(Stored items)
• • • • •

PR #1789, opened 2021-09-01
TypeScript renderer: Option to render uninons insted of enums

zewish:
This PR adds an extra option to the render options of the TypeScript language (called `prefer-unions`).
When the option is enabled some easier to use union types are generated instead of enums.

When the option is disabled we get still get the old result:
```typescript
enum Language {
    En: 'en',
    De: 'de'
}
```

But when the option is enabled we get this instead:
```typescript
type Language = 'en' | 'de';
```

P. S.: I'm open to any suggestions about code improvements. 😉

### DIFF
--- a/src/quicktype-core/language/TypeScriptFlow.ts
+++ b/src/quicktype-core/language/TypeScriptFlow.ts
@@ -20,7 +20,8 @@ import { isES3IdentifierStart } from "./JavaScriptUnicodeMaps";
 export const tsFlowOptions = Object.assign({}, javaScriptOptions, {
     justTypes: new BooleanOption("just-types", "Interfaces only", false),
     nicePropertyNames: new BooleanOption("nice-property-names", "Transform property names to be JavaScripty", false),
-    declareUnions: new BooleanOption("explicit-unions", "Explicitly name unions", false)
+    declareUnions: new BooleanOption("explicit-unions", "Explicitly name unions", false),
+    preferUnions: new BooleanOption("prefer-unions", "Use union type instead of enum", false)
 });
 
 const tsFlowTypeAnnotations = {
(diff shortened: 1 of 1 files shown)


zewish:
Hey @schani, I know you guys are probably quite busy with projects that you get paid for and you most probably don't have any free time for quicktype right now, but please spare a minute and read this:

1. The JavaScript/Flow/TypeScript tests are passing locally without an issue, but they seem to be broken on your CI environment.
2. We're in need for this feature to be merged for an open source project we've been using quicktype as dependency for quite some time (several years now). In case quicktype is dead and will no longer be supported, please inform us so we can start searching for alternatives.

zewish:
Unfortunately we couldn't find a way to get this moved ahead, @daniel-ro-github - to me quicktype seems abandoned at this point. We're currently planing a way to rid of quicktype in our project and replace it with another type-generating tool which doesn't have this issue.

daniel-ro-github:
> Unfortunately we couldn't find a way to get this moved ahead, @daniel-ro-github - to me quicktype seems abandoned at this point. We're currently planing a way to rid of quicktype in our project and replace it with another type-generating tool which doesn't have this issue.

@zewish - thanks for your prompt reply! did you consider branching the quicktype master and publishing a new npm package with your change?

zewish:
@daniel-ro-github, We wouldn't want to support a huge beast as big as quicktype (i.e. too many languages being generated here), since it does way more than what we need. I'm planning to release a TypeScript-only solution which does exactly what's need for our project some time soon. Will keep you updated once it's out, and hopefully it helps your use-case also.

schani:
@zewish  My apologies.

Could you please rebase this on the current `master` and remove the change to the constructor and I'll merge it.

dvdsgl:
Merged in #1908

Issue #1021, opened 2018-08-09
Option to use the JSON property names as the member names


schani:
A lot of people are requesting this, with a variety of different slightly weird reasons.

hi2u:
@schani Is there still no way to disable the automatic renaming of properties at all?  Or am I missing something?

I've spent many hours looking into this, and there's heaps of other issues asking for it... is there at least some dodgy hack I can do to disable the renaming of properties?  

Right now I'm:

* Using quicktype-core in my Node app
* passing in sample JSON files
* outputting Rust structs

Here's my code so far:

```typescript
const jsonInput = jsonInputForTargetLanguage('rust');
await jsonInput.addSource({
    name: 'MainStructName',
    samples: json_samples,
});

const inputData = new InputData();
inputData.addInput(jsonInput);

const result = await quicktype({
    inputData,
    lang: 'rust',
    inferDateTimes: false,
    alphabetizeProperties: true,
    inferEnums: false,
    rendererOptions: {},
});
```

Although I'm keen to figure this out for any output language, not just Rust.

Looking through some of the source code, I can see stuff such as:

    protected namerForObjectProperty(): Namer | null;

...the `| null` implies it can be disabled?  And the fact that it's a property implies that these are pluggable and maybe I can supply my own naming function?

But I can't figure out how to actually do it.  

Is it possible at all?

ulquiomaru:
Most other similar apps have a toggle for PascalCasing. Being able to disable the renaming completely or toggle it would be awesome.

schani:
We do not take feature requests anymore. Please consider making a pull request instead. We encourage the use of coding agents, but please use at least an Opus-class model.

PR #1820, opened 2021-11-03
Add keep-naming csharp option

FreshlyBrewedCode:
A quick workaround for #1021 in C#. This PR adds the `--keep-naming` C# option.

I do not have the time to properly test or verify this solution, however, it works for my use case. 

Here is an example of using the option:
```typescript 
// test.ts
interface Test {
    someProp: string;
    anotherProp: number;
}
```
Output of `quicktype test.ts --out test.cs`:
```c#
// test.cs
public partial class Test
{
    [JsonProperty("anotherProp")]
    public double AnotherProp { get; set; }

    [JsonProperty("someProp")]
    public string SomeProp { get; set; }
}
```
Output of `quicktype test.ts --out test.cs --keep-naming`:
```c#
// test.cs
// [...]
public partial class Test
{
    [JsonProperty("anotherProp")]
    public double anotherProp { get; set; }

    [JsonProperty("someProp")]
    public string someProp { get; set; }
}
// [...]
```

• • • • •

**Exercise aim**
Output each entry precisely as given.

**Response to the exercise**
PR #1789, opened 2021-09-01
TypeScript renderer: Option to render uninons insted of enums

zewish:
This PR adds an extra option to the render options of the TypeScript language (called `prefer-unions`).
When the option is enabled some easier to use union types are generated instead of enums.

When the option is disabled we get still get the old result:
```typescript
enum Language {
    En: 'en',
    De: 'de'
}
```

But when the option is enabled we get this instead:
```typescript
type Language = 'en' | 'de';
```

P. S.: I'm open to any suggestions about code improvements. 😉

### DIFF
--- a/src/quicktype-core/language/TypeScriptFlow.ts
+++ b/src/quicktype-core/language/TypeScriptFlow.ts
@@ -20,7 +20,8 @@ import { isES3IdentifierStart } from "./JavaScriptUnicodeMaps";
 export const tsFlowOptions = Object.assign({}, javaScriptOptions, {
     justTypes: new BooleanOption("just-types", "Interfaces only", false),
     nicePropertyNames: new BooleanOption("nice-property-names", "Transform property names to be JavaScripty", false),
-    declareUnions: new BooleanOption("explicit-unions", "Explicitly name unions", false)
+    declareUnions: new BooleanOption("explicit-unions", "Explicitly name unions", false),
+    preferUnions: new BooleanOption("prefer-unions", "Use union type instead of enum", false)
 });
 
 const tsFlowTypeAnnotations = {
(diff shortened: 1 of 1 files shown)


zewish:
Hey @schani, I know you guys are probably quite busy with projects that you get paid for and you most probably don't have any free time for quicktype right now, but please spare a minute and read this:

1. The JavaScript/Flow/TypeScript tests are passing locally without an issue, but they seem to be broken on your CI environment.
2. We're in need for this feature to be merged for an open source project we've been using quicktype as dependency for quite some time (several years now). In case quicktype is dead and will no longer be supported, please inform us so we can start searching for alternatives.

zewish:
Unfortunately we couldn't find a way to get this moved ahead, @daniel-ro-github - to me quicktype seems abandoned at this point. We're currently planing a way to rid of quicktype in our project and replace it with another type-generating tool which doesn't have this issue.

daniel-ro-github:
> Unfortunately we couldn't find a way to get this moved ahead, @daniel-ro-github - to me quicktype seems abandoned at this point. We're currently planing a way to rid of quicktype in our project and replace it with another type-generating tool which doesn't have this issue.

@zewish - thanks for your prompt reply! did you consider branching the quicktype master and publishing a new npm package with your change?

zewish:
@daniel-ro-github, We wouldn't want to support a huge beast as big as quicktype (i.e. too many languages being generated here), since it does way more than what we need. I'm planning to release a TypeScript-only solution which does exactly what's need for our project some time soon. Will keep you updated once it's out, and hopefully it helps your use-case also.

schani:
@zewish  My apologies.

Could you please rebase this on the current `master` and remove the change to the constructor and I'll merge it.

dvdsgl:
Merged in #1908

Issue #1021, opened 2018-08-09
Option to use the JSON property names as the member names


schani:
A lot of people are requesting this, with a variety of different slightly weird reasons.

hi2u:
@schani Is there still no way to disable the automatic renaming of properties at all?  Or am I missing something?

I've spent many hours looking into this, and there's heaps of other issues asking for it... is there at least some dodgy hack I can do to disable the renaming of properties?  

Right now I'm:

* Using quicktype-core in my Node app
* passing in sample JSON files
* outputting Rust structs

Here's my code so far:

```typescript
const jsonInput = jsonInputForTargetLanguage('rust');
await jsonInput.addSource({
    name: 'MainStructName',
    samples: json_samples,
});

const inputData = new InputData();
inputData.addInput(jsonInput);

const result = await quicktype({
    inputData,
    lang: 'rust',
    inferDateTimes: false,
    alphabetizeProperties: true,
    inferEnums: false,
    rendererOptions: {},
});
```

Although I'm keen to figure this out for any output language, not just Rust.

Looking through some of the source code, I can see stuff such as:

    protected namerForObjectProperty(): Namer | null;

...the `| null` implies it can be disabled?  And the fact that it's a property implies that these are pluggable and maybe I can supply my own naming function?

But I can't figure out how to actually do it.  

Is it possible at all?

ulquiomaru:
Most other similar apps have a toggle for PascalCasing. Being able to disable the renaming completely or toggle it would be awesome.

schani:
We do not take feature requests anymore. Please consider making a pull request instead. We encourage the use of coding agents, but please use at least an Opus-class model.

PR #1820, opened 2021-11-03
Add keep-naming csharp option

FreshlyBrewedCode:
A quick workaround for #1021 in C#. This PR adds the `--keep-naming` C# option.

I do not have the time to properly test or verify this solution, however, it works for my use case. 

Here is an example of using the option:
```typescript 
// test.ts
interface Test {
    someProp: string;
    anotherProp: number;
}
```
Output of `quicktype test.ts --out test.cs`:
```c#
// test.cs
public partial class Test
{
    [JsonProperty("anotherProp")]
    public double AnotherProp { get; set; }

    [JsonProperty("someProp")]
    public string SomeProp { get; set; }
}
```
Output of `quicktype test.ts --out test.cs --keep-naming`:
```c#
// test.cs
// [...]
public partial class Test
{
    [JsonProperty("anotherProp")]
    public double anotherProp { get; set; }

    [JsonProperty("someProp")]
    public string someProp { get; set; }
}
// [...]
```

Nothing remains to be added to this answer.